> EXERCISE PROMPT
Scan the material for the string "path" and copy out every line in which it occurs.

> DATA
PR #154, opened 2020-01-27
Add trailing newline to files without one

### LINKED ISSUE #145: Comment on the last line of a FSH file causes an error
If the last line of a FSH file is a comment or if the last line ends with an inline comment, the following error is reported: 

`error: extraneous input '//' expecting {<EOF>, KW_ALIAS, KW_PROFILE, KW_EXTENSION, KW_INSTANCE, KW_INVARIANT, KW_VALUESET, KW_CODESYSTEM}`

This may be related to the fix for #130 because I did not see this issue prior the the PR that addressed that bug.

Example FSH files that will report that error:

```
Instance: Example
InstanceOf: Patient
// Comment
```

```
Instance: Example
InstanceOf: Patient // Comment
```

kjmahalingam:
Fixes #145 

There was an issue with comments (line and block) causing a syntax error if they are at the end of a file, and there is no newline in the file. This PR addresses the issue by solving it the way some other languages do; adding a trailing newline to the end of the file content being processed if there isn't one already.

I'd like someone on Windows to test this out, since I know newlines can be kind of messy across operating systems.

I'm going to add a couple of tests to verify these work as well; stand by for that.

### DIFF
--- a/src/import/FSHImporter.ts
+++ b/src/import/FSHImporter.ts
@@ -111,6 +111,7 @@ export class FSHImporter extends FSHVisitor {
       docs.push(doc);
 
       // Create and store context for main import process
+      if (!rawFSH.content.endsWith('\n')) rawFSH.content += '\n';
       const ctx = this.parseDoc(rawFSH.content, rawFSH.path);
       contexts.push(ctx);
 
--- a/src/import/FSHImporter.ts
+++ b/src/import/FSHImporter.ts
@@ -111,8 +111,13 @@ export class FSHImporter extends FSHVisitor {
       docs.push(doc);
 
       // Create and store context for main import process
-      if (!rawFSH.content.endsWith('\n')) rawFSH.content += '\n';
-      const ctx = this.parseDoc(rawFSH.content, rawFSH.path);
+      // We are appending a newline to the file content if there is not one there already.
+      // This is being done because we discovered a syntax error that occurs if a comments
+      // ends a file, and there is no newline after it. Comments are only tokenized in our
+      // grammar if a newline follows it. In order to prevent this error from occurring,
+      // we add a newline to the content before we parse it so comments at EOF can be tokenized.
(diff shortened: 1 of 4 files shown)


kjmahalingam:
Tests added!

kjmahalingam:
Ah, that's a good call. I didn't think about that.
I will make those changes.

kjmahalingam:
All feedback has been addressed, @cmoesel . Let me know if there's anything else that needs to be changed.

If @ngfreiter or @mint-thompson is able to test this manually, as well, to make sure newlines don't cause issues on a Windows OS, that would be great!

ngfreiter:
I gave this a test run and did not see any issues with it working with Windows 👍 .

src/import/FSHImporter.ts
```diff
@@ -111,6 +111,7 @@ export class FSHImporter extends FSHVisitor {
       docs.push(doc);
 
       // Create and store context for main import process
+      if (!rawFSH.content.endsWith('\n')) rawFSH.content += '\n';
```
cmoesel: I'd really like to see a comment here indicating _why_ we're tacking on the newline.  A few years into the future, this line may look really suspicious to someone.

cmoesel: Also, we could avoid removing the `readonly` from `RawFSH` by changing this to:
```ts
const content = rawFSH.content.endsWith('\n') ? rawFSH.content + '\n';
const ctx = this.parseDoc(content, rawFSH.path);
```
This also means we're not mutating the original input.

src/import/RawFSH.ts
```diff
@@ -1,6 +1,6 @@
 export class RawFSH {
   public readonly path: string;
-  constructor(public readonly content: string, path?: string) {
+  constructor(public content: string, path?: string) {
```
cmoesel: You can now revert this change so it is `readonly` again.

> TASK SOLUTION
       const ctx = this.parseDoc(rawFSH.content, rawFSH.path);
-      const ctx = this.parseDoc(rawFSH.content, rawFSH.path);
const ctx = this.parseDoc(content, rawFSH.path);
   public readonly path: string;
-  constructor(public readonly content: string, path?: string) {
+  constructor(public content: string, path?: string) {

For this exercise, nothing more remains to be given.